_RECORDS PROVIDED_.

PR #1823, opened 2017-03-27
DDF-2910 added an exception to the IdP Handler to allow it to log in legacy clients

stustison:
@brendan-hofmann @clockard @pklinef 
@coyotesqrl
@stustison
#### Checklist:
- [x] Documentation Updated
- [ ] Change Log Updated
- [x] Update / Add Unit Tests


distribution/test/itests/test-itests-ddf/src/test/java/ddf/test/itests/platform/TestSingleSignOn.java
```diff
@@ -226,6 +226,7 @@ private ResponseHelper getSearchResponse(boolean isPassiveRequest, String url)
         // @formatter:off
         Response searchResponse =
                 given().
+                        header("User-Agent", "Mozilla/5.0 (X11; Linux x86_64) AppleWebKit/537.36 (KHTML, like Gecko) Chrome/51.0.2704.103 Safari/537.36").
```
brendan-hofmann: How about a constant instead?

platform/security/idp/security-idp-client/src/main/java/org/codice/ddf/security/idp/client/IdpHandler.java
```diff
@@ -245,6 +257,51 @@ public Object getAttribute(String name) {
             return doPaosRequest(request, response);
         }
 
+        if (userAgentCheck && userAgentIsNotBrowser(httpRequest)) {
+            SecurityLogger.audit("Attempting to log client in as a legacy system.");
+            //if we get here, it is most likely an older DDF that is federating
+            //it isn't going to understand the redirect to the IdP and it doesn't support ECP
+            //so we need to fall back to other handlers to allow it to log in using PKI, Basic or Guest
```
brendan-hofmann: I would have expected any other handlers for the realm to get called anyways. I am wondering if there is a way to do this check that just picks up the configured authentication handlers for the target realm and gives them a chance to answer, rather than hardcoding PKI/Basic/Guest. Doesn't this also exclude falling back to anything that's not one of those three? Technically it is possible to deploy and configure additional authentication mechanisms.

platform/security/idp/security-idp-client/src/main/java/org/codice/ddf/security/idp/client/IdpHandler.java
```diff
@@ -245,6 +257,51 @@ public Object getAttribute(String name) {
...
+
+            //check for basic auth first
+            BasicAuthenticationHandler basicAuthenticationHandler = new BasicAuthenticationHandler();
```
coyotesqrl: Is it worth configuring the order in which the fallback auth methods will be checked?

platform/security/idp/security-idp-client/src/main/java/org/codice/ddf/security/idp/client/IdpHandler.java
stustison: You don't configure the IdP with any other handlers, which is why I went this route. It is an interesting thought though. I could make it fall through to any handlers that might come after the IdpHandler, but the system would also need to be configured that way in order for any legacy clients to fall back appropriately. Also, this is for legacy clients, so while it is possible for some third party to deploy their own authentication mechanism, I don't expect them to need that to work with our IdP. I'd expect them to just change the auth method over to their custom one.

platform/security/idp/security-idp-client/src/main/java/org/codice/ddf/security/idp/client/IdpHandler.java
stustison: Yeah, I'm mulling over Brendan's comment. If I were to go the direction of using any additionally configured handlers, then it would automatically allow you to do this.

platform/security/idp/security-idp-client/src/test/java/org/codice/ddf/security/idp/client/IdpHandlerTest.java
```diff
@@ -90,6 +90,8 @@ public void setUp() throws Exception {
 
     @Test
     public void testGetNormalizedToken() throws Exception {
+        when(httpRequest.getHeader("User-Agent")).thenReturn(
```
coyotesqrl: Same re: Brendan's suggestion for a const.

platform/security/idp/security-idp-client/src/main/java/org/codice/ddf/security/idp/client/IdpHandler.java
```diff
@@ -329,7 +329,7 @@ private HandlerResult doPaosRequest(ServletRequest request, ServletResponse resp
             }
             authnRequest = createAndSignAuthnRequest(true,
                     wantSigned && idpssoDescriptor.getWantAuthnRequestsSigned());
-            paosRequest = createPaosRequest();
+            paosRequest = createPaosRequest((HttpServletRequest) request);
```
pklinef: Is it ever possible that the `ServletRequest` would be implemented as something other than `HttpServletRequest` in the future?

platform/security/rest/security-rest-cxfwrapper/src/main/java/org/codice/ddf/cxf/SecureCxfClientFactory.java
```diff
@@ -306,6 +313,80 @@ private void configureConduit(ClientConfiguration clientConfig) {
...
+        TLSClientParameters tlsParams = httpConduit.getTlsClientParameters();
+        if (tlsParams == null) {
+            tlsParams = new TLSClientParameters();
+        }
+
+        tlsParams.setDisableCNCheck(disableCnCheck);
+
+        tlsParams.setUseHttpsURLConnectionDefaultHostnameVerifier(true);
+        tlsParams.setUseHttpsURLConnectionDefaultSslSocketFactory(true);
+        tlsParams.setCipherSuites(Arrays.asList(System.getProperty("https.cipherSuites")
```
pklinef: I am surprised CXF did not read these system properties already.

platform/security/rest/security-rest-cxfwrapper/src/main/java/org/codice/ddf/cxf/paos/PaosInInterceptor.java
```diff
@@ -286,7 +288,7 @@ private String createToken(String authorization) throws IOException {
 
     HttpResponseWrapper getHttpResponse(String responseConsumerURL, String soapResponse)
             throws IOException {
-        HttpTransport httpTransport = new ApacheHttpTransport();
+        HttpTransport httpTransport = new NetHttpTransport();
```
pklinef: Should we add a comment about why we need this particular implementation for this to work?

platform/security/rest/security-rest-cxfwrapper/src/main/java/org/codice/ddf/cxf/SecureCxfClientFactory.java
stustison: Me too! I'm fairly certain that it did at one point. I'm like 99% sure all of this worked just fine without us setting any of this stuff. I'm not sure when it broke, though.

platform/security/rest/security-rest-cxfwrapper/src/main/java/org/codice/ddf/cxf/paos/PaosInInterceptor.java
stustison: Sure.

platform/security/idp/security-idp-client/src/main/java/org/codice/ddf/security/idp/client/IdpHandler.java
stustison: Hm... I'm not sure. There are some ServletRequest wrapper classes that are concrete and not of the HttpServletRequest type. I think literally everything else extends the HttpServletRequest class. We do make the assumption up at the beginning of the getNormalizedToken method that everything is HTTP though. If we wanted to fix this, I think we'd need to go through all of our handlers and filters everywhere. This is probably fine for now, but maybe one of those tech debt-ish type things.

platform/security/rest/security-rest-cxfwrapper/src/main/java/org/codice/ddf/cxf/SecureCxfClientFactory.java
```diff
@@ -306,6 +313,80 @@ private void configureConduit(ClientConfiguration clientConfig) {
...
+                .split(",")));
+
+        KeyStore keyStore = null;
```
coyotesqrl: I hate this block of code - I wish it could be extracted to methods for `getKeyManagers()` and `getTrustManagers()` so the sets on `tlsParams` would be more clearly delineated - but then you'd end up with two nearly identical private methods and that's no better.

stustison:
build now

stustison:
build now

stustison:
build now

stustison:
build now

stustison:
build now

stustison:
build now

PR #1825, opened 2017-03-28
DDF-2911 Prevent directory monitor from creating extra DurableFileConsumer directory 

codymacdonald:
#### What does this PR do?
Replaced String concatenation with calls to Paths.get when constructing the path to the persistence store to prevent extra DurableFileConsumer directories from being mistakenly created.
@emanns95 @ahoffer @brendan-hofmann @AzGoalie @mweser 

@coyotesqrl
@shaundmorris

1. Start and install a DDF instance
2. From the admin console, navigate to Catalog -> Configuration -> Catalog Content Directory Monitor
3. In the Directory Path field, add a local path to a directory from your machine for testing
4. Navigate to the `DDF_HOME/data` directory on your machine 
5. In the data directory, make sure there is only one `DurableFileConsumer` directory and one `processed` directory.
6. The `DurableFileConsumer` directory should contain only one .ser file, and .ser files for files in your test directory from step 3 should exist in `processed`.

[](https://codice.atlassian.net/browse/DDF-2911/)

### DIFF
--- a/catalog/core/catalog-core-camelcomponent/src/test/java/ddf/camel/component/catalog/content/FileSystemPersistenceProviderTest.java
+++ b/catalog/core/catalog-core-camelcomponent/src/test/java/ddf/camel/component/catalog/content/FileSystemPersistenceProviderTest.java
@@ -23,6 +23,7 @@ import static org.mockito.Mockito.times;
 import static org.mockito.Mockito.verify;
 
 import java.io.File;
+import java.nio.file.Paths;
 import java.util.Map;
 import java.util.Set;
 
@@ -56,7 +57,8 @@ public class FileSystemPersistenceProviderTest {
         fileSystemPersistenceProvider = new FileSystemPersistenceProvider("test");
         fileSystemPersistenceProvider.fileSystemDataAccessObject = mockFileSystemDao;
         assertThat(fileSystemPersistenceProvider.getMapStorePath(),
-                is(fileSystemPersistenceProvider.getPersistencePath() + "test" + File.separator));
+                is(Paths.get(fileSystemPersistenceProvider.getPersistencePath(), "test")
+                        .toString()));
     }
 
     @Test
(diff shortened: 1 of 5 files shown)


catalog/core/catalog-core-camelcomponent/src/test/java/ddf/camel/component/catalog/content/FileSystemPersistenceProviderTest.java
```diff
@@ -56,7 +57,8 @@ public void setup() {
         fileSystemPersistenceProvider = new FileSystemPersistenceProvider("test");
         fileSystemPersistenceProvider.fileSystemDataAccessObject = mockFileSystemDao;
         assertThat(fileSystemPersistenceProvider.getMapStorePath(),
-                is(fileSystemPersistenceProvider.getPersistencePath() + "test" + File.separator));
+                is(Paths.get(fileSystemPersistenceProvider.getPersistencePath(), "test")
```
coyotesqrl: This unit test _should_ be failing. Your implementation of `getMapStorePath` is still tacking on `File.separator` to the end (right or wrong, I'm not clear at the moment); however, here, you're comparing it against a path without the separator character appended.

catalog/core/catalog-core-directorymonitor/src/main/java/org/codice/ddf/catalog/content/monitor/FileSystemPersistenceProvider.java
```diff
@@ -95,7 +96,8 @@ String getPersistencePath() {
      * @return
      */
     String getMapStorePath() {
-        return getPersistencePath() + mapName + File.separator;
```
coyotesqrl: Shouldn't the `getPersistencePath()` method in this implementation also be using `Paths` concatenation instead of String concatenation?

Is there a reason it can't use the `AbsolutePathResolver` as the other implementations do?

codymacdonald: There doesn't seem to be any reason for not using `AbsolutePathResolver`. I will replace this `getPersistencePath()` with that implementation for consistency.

_THE PROBLEM_. What lines in the listing include the string "doPaosRequest"? Copy them out.

_FINISHED TASK_.
             return doPaosRequest(request, response);
@@ -329,7 +329,7 @@ private HandlerResult doPaosRequest(ServletRequest request, ServletResponse resp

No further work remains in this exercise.